Jadi, apakah Labubu akan mengalami nasib yang sama dengan NFT? Dari mengalami gelembung pasar yang luar biasa, akhirnya kembali tenang, bahkan menghadapi keruntuhan nilai setelah gelembung pecah? Setelah semua, NFT avatar yang dulunya bernilai jutaan, kini telah turun nilainya hingga 90%.
Melihat perjalanan pengembangan IP klasik lainnya, kita dapat melihat beberapa pola yang serupa. Misalnya, IP hit pertama dari suatu perusahaan menciptakan kelangkaan melalui kolaborasi lintas merek dengan barang mewah dan merek tren, di mana beberapa produk kolaborasi memiliki harga di atas sepuluh ribu, dan pasar sekunder memberikan premi 300%. Namun, siklus popularitas seri baru telah menyusut menjadi 6-12 bulan, di mana beberapa model harganya sudah terpangkas setengah dari puncak harga.
IP lain yang bernama SKULLPANDA, karena lonjakan pasokan, harga jualnya turun 40% dalam waktu enam bulan.
Meskipun kita tidak dapat membandingkan secara menyeluruh semua fluktuasi harga IP, beberapa IP yang representatif umumnya kembali tenang setelah mengalami spekulasi pasar, dengan harga mengalami penarikan yang cukup signifikan, hal ini cukup mirip dengan pergerakan NFT.
Saat ini, LABUBU yang awalnya seharga 599 yuan telah dijual di pasar kedua dengan harga hampir 15.000 yuan. Ini mengingatkan kita pada salah satu mainan trendi lainnya, Bear Brick, yang sangat populer lebih dari sepuluh tahun yang lalu. Saat itu, kolaborasi dengan merek mewah tertentu terjual dengan harga tinggi mencapai 220.000 yuan, tetapi sekarang sebagian besar model hanya tersisa dengan harga 30%-50% dari harga asli. Apakah Labubu dapat menghindari nasib seperti itu?

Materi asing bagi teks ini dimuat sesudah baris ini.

PR #1392, opened 2023-02-13
Vectorized random saturation

### LINKED ISSUE #1386: Vectorize RandomSaturation
**Short Description**
I firstly dig into #1378 and accidentally get some outcomes of vectorized RandomSaturation 

`RandomSaturation` is current implementation
`RandomSaturationV2` is vectorized by `VectorizedBaseImageAugmentationLayer`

Sejarah tampaknya telah memberikan jawaban. Narasi yang paling megah pun akan memiliki hari kehancurannya, saat ini tampaknya hanya Bitcoin yang sementara memecahkan kutukan ini.

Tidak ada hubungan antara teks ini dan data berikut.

PR #1394, opened 2023-02-14
Added vectorized Auto Contrast implementation.

### LINKED ISSUE #1382: Vectorize Auto Contrast.
**Short Description**
Testing the water with this issue as https://github.com/keras-team/keras-cv/pull/1373 is merged.

How do you feel about migrating more layers to use vectorized approach? Below is a simple performance comparison of vectorized vs current. 

EDIT: misclick and submitted the issue too early...

Eager performance is better.  
Graph performance is the same.
Eager performance
Graph performance

sebastian-sz:
# What does this PR do?
Modifies `AutoContrast` to use `Vectorized` base image layer.

Fixes #1382 

Following #1392 I also added the benchmark and numerical check (compare old and new).
Benchmark results:
autocontrast_benchmark_2

autocontrast_benchmark_1

## Before submitting
      Pull Request section?
      to it if that's the case.

## Who can review?
@LukeWood @ianstenbit

### DIFF
--- a/keras_cv/layers/preprocessing/auto_contrast_test.py
+++ b/keras_cv/layers/preprocessing/auto_contrast_test.py
@@ -14,7 +14,73 @@
 
 import tensorflow as tf
 
+from keras_cv.layers import BaseImageAugmentationLayer
 from keras_cv.layers import preprocessing
+from keras_cv.utils import preprocessing as utils_preprocessing
+
+
+class OldAutoContrast(BaseImageAugmentationLayer):
+    """Performs the AutoContrast operation on an image.
+
+    Auto contrast stretches the values of an image across the entire available
+    `value_range`.  This makes differences between pixels more obvious.  An example of
+    this is if an image only has values `[0, 1]` out of the range `[0, 255]`, auto
+    contrast will change the `1` values to be `255`.
+
+    Args:
+        value_range: the range of values the incoming images will have.
+            Represented as a two number tuple written [low, high].
+            This is typically either `[0, 1]` or `[0, 255]` depending
+            on how your preprocessing pipeline is setup.
+    """
+
+    def __init__(
+        self,
+        value_range,
+        **kwargs,
+    ):
+        super().__init__(**kwargs)
+        self.value_range = value_range
+
+    def augment_image(self, image, transformation=None, **kwargs):
+        original_image = image
+        image = utils_preprocessing.transform_value_range(
+            image,
+            original_range=self.value_range,
+            target_range=(0, 255),
+            dtype=self.compute_dtype,
+        )
+
+        low = tf.reduce_min(tf.reduce_min(image, axis=0), axis=0)
+        high = tf.reduce_max(tf.reduce_max(image, axis=0), axis=0)
+        scale = 255.0 / (high - low)
+        offset = -low * scale
+
+        image = image * scale[None, None] + offset[None, None]
+        result = tf.clip_by_value(image, 0.0, 255.0)
+        result = utils_preprocessing.transform_value_range(
+            result,
+            original_range=(0, 255),
+            target_range=self.value_range,
+            dtype=self.compute_dtype,
+        )
+        # don't process NaN channels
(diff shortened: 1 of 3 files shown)


LukeWood:
> # What does this PR do?
> Modifies `AutoContrast` to use `Vectorized` base image layer.
> 
> Fixes #1382
> 
> Following #1392 I also added the benchmark and numerical check (compare old and new). Benchmark results: autocontrast_benchmark_2
> 
> autocontrast_benchmark_1
> 
> ## Before submitting
> * [ ]  This PR fixes a typo or improves the docs (you can dismiss the other checks if that's the case).
> * [x]  Did you read the [contributor guideline](https://github.com/keras-team/keras-cv/blob/master/.github/CONTRIBUTING.md),
>   Pull Request section?
> * [x]  Was this discussed/approved via a Github issue? Please add a link
>   to it if that's the case.
> * [x]  Did you write any new necessary tests?
> * [ ]  If this adds a new model, can you run a few training steps on TPU in Colab to ensure that no XLA incompatible OP are used?
> 
> ## Who can review?
> @LukeWood @ianstenbit

@sebastian-sz any idea why the original is faster in some cases?  This is surprising to me, perhaps vectorized-map was performing quite well here?  

I assume this is still better when they pass bounding boxes in too though - as it would fallback to map_fn.

bhack:
> @sebastian-sz any idea why the original is faster in some cases? This is surprising to me, perhaps vectorized-map was performing quite well here?

Cause it was never in the fallback list for missing converters and it was not using tf.image OPS:
https://github.com/keras-team/keras-cv/issues/291#issuecomment-1424768222

LukeWood:
> > @sebastian-sz any idea why the original is faster in some cases? This is surprising to me, perhaps vectorized-map was performing quite well here?
> 
> Cause it was never in the fallback list for missing `converters` and it was not using `tf.image` OPS: [#291 (comment)](https://github.com/keras-team/keras-cv/issues/291#issuecomment-1424768222)
> 
> You could already run `AutoContrast` on master with disabling fallback and enabling warning:
> 
> ```python
>         if self.auto_vectorize:
>             return tf.vectorized_map(func, inputs, fallback_to_while_loop=False, warn=True)
> ```

that explains why its the same speed, but I'm still surprised that its *faster*.  Maybe its vectorizing something we didn't realize we could vectorize.

sebastian-sz:
@bhack @LukeWood 
I did inspect both layers, but unfortunately, I cannot pinpoint the place where the difference in execution time comes from.

These differences are not huge (~5ms), yet still, they exist.

LukeWood:
> @bhack @LukeWood I did inspect both layers, but unfortunately, I cannot pinpoint the place where the difference in execution time comes from.
> 
> These differences are not huge (~5ms), yet still, they exist.

yeah they're pretty tiny.  Also - the one that relies on vectorized_map will use `map_fn` when bounding boxes are provided, so yours will outperform in this case by a good margin.  I'm totally happy w/ this performance personally.

ianstenbit (approved):
LGTM. Thank you @sebastian-sz!

@LukeWood PTAL and let me know what you think about the a/b testing comment on #1392 as that applies here as well

keras_cv/layers/preprocessing/auto_contrast_test.py
```diff
@@ -90,3 +156,11 @@ def test_auto_contrast_properly_converts_value_range(self):
 
         self.assertTrue(tf.math.reduce_any(ys[0] == 0.0))
         self.assertTrue(tf.math.reduce_any(ys[0] == 1.0))
+
+    def test_is_consistent_with_non_vectorized_implementation(self):
```
ianstenbit, line 160: @sebastian-sz can you please move this test case to the benchmark, instead of this test case?

Then we can merge -- thanks!

sebastian-sz: @ianstenbit done.
1. Moved consistency test to benchmarks.
2. Added `get_random_transformation_batch` override as it's unused.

Perlu dicatat bahwa kelangkaan Labubu terutama dibentuk oleh deskripsi resmi, sementara NFT secara alami memiliki kelangkaan absolut yang secara teknis tidak dapat diretas atau diintervensi secara manusiawi. Dari sudut pandang ini, kombinasi NFT dan Labubu mungkin lebih menarik untuk diperhatikan, tetapi ini adalah topik lain yang patut untuk dibahas.